‘Ilmbrücke in Weimar’ By Christian Rohlfs 1892 {{PD}}
The 11th Is A Good Day To . . . stay calm and think carefully; here’s why: there are a couple of influences with the potential to be exceptionally confusing as we try to navigate them. The gist of it is that the mind will be too strongly affected by events of the past to reason as effectively as we actually need it to, and perceptions are ‘assaulted’, in a way, so that we suffer contradictory reasoning that may leave us frazzled in trying to sort through it. The best thing I think I can do is elaborate on the pair of influences; awareness of their existence is probably the most important thing in gaining an accurate perspective.
One involves discord created by health matters that appear to conflict with our desires, ambitions, and wants. It seems either our health precludes pursuing what we’d like to, or the steps we must take to preserve health appear to create barriers to getting what we want. Here’s my take: you can’t get and enjoy what you’d like to, can’t achieve, if you’re dead. That should make it clear that protecting the health must be the priority.
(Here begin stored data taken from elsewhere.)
PR #35, opened 2018-07-25
Add XML and RSS feeds for smooth reading

mlazaric:
Based on this task: https://www.pgdp.net/c/tasks.php?action=show&task_id=1108

Also fixes that error with RSS and XML feeds which occurred when a book title contained letters with diacritical marks. (@cpeel found the solution to that)

### DIFF
--- a/feeds/backend.php
+++ b/feeds/backend.php
@@ -3,7 +3,7 @@ $relPath="./../pinc/";
 include_once($relPath.'base.inc');
 include_once($relPath.'misc.inc'); // xmlencode()
 
-$content = get_enumerated_param($_GET, 'content', 'posted', array('posted', 'postprocessing', 'proofing', 'news')); // Which feed the user wants
+$content = get_enumerated_param($_GET, 'content', 'posted', array('posted', 'postprocessing', 'proofing', 'smoothreading', 'news')); // Which feed the user wants
 $refreshDelay = 30 * 60; // Time in seconds for how often the feeds get refreshed
 $refreshAge = time()-$refreshDelay; // How long ago $refreshDelay was in UNIX time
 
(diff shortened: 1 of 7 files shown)


cpeel:
What you've implemented looks great!

I feel that we should be exposing the XML/RSS feeds somewhere in the UI for people to find them. Likely somewhere on the [SR page](https://www.pgdp.net/c/tools/post_proofers/smooth_reading.php). @srjfoo probably has some ideas. The pgdpdev slack channel may be a better place to hash that out.

srjfoo:
Off the top of my head, I can start with adding a news item about it to the SR page, and perhaps a general one mentioning all of the feeds on the AH (perhaps fixed for a week or two, and then random)? I'd like some help with wording, though.

Oh, and the blog!

@cpeel, Those are the places I can think of that wouldn't take extra coding. If you want the links displayed permanently on the round and pool pages, maybe in the statsbar? The XML/RSS feeds aren't stats, but not everything in the statsbar is. If not there, then we definitely need a discussion about where.

Sharon

cpeel:
I was thinking something permanent on the page. Perhaps something as simple as adding the RSS/XML images used for the other feeds onto the SR page under the "Projects Available for Smooth Reading" (ie, at https://github.com/DistributedProofreaders/dproofreaders/blob/master/pinc/showavailablebooks.inc#L119).

cpeel:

The other influence brings delusions, illusions, fantasies, and nebulous, haunting fears to bear on the health picture; if we are frightened that we don’t have an accurate picture of what’s healthy, what’s right, it’s likely to preoccupy us, draining our energy from pursuit of goals and dumping it into a bottomless pit of anxiety. Look at it this way: we do our best to stay healthy, and we worry about illness only when we actually begin to experience it. There’s no sense in worrying about something that hasn’t happened and may never happen. Do your best to act in the best health interests of yourself and others, and cross the ‘worry bridge’ only if and when you come to it.
A Good Day To . . . is based on the aspects perfecting on each day, Pacific time.